━━━━━ Provided records

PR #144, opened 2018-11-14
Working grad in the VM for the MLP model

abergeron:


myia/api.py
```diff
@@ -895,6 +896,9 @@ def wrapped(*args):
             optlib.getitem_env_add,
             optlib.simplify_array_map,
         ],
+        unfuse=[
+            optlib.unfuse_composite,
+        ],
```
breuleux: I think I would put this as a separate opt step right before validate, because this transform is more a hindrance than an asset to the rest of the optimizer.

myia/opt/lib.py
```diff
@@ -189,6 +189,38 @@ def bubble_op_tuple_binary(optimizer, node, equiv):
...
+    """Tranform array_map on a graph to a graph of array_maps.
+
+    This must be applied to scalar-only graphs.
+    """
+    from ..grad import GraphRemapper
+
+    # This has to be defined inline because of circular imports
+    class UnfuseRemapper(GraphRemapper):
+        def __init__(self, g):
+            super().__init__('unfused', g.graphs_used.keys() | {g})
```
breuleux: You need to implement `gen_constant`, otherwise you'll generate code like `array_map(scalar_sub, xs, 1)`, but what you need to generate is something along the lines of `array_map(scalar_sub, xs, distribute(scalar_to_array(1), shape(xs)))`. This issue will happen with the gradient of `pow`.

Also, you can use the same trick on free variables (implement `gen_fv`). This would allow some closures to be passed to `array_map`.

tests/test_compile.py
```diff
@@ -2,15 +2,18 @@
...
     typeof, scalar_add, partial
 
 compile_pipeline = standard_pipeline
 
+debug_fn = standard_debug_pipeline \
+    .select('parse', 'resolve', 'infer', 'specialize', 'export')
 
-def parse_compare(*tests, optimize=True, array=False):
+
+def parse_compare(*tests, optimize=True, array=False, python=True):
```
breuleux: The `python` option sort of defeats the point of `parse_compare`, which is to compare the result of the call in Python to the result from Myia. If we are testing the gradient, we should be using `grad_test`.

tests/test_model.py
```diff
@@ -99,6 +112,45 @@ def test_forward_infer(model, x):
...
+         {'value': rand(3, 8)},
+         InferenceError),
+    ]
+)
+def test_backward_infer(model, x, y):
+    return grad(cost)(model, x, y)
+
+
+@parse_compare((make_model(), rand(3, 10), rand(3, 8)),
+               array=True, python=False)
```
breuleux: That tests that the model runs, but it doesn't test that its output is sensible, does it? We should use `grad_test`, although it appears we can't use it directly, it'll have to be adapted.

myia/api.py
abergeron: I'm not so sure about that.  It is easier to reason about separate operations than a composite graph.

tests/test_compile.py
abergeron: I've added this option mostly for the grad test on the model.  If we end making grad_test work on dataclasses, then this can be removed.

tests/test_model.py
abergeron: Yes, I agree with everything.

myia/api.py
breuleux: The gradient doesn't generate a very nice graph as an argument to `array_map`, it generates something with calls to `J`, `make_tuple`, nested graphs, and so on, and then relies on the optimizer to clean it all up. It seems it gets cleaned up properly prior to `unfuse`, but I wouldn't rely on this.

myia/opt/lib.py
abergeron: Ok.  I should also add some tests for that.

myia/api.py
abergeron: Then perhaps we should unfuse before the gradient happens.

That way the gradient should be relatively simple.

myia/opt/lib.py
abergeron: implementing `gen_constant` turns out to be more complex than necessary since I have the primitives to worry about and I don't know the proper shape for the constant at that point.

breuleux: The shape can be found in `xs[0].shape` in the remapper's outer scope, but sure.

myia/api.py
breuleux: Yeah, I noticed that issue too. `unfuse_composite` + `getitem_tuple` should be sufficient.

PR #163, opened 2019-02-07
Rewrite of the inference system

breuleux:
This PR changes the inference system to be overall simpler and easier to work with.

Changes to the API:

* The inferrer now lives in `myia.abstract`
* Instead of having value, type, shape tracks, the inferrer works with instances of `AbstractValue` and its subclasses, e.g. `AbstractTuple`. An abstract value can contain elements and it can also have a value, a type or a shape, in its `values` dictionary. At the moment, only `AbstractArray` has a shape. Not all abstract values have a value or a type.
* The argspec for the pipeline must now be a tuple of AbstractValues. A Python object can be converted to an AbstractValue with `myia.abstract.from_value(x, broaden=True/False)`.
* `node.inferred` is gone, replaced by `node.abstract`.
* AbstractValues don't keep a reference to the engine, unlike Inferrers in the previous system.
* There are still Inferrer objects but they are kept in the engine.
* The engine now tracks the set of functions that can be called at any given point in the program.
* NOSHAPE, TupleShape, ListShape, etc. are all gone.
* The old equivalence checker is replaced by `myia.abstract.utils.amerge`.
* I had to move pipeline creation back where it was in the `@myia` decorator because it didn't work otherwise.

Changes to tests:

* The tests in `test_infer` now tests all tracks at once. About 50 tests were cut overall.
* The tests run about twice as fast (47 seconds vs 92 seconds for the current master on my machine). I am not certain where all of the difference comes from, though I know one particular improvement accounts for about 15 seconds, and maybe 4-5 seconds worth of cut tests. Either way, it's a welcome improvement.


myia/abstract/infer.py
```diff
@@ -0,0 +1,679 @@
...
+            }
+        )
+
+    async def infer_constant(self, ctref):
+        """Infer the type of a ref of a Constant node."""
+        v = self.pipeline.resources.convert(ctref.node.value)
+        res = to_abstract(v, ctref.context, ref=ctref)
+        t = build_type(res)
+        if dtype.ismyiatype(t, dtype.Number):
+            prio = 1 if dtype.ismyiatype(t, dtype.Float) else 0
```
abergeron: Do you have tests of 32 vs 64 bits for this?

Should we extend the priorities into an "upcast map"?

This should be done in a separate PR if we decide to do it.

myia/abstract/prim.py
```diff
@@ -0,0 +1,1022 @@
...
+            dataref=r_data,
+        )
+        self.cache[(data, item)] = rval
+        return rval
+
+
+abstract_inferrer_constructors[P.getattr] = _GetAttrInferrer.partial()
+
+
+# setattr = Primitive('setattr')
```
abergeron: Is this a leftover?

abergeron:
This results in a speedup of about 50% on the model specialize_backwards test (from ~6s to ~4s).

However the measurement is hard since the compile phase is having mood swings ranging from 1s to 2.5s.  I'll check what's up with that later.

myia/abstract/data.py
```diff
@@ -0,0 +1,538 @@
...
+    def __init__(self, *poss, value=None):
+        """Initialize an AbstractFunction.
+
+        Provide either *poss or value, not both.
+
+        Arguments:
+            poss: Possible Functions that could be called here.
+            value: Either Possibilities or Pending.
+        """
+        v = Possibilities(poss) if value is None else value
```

━━━━━━━━━━
━━━━━ Provided records

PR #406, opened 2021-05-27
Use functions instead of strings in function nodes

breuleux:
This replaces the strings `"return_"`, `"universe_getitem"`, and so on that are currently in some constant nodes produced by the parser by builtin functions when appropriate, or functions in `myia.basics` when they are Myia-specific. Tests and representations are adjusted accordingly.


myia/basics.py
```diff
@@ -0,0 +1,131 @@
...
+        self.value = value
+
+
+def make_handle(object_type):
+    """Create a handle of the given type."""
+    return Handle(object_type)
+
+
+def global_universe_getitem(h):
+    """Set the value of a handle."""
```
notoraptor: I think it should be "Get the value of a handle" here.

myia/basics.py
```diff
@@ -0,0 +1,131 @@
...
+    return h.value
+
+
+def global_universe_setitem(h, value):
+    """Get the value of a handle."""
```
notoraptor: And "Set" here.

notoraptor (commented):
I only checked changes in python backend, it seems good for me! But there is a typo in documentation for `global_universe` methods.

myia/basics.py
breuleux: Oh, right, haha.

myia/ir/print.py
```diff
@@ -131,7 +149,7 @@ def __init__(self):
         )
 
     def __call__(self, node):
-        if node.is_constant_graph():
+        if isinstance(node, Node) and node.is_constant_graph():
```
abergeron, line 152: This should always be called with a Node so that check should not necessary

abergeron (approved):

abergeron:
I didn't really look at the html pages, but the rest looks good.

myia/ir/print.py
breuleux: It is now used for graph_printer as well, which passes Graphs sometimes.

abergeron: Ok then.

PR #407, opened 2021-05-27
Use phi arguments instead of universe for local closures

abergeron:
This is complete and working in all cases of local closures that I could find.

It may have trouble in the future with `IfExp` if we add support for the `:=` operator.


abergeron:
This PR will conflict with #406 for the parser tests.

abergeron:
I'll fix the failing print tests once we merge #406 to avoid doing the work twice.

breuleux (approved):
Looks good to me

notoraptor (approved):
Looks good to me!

━━━━━━━━━━
━━━━━ Provided records

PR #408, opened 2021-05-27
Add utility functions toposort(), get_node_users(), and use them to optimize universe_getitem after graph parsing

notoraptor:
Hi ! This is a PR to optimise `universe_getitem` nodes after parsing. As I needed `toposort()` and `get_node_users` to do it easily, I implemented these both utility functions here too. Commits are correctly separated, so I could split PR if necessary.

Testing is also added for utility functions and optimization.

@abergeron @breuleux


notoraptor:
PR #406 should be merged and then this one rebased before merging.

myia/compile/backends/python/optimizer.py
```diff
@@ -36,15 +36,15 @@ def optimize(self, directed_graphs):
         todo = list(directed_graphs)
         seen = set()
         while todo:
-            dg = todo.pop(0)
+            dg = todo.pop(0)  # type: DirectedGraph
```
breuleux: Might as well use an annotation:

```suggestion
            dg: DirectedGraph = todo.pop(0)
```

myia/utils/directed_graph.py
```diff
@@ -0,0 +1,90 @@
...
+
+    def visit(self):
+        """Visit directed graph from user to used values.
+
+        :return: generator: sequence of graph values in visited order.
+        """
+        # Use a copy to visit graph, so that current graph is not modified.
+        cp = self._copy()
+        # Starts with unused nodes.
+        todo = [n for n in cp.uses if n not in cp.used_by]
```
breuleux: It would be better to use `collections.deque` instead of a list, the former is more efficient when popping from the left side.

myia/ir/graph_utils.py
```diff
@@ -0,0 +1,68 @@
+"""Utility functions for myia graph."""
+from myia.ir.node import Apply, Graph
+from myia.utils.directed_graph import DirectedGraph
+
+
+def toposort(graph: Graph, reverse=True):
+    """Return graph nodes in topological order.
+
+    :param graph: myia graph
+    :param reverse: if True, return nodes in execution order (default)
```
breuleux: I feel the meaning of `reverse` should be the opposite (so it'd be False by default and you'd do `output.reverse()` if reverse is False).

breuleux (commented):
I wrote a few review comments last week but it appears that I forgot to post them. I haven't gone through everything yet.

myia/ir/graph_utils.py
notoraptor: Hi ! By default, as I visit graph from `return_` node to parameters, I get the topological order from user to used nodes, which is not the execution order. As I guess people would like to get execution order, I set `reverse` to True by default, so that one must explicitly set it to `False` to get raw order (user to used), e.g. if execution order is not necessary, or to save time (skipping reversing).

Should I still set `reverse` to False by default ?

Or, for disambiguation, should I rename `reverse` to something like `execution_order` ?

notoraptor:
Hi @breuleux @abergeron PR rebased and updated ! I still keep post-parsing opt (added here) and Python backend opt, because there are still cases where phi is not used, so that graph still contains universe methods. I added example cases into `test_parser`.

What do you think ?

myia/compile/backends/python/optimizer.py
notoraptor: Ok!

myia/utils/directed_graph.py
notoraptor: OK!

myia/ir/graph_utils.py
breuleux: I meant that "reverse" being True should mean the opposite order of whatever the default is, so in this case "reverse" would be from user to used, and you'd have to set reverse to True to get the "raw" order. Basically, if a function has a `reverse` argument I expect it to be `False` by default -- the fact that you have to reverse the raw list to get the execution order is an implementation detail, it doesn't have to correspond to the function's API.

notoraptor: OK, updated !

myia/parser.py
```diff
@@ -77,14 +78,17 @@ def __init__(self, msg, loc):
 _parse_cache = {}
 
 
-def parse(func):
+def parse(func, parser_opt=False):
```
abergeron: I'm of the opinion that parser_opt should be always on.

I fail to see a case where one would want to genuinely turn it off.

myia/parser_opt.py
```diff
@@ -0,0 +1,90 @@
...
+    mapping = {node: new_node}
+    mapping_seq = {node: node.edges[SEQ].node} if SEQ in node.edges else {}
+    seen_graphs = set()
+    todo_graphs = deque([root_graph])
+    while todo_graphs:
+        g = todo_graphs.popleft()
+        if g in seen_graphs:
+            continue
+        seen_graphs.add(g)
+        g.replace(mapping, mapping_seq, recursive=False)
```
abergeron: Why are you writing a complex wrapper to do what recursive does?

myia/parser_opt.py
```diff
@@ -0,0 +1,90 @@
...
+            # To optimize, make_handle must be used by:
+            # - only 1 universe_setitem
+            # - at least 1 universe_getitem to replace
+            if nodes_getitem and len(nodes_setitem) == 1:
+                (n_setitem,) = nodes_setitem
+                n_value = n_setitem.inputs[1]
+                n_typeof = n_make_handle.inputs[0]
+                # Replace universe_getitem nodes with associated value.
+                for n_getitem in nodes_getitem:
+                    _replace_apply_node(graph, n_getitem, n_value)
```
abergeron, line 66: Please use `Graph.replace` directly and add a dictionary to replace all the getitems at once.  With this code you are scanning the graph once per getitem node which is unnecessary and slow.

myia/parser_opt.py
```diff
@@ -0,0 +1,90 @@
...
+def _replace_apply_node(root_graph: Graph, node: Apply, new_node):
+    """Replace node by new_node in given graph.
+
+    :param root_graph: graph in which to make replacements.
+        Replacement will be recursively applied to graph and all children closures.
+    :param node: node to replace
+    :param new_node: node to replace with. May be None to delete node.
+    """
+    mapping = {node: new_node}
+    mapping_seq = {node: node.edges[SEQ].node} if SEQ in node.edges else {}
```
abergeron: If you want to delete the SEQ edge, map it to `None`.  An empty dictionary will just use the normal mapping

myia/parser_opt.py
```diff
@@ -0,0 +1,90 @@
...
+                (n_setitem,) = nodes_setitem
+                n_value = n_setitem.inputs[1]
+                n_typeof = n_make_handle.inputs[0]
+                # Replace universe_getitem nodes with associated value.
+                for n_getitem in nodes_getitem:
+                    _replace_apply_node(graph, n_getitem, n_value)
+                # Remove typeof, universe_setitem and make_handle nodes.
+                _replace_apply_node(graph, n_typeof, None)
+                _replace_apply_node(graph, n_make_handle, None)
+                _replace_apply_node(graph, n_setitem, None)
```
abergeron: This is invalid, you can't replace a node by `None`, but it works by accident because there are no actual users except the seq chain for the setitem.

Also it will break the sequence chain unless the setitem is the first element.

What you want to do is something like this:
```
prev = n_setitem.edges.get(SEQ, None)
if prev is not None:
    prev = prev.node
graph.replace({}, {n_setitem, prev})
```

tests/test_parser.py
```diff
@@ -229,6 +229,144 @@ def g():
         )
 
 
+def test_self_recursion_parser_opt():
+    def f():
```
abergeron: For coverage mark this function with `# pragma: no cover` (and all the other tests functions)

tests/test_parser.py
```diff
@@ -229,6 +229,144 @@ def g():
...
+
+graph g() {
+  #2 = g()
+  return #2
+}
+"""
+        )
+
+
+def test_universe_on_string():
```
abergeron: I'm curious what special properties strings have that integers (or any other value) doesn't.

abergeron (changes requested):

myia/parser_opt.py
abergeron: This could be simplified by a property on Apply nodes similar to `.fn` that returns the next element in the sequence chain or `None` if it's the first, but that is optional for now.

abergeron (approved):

━━━━━━━━━━

*Task*
What is the number of lines in the entries above that include the word "only"? Answer with that number alone.

*Answer to the problem*
4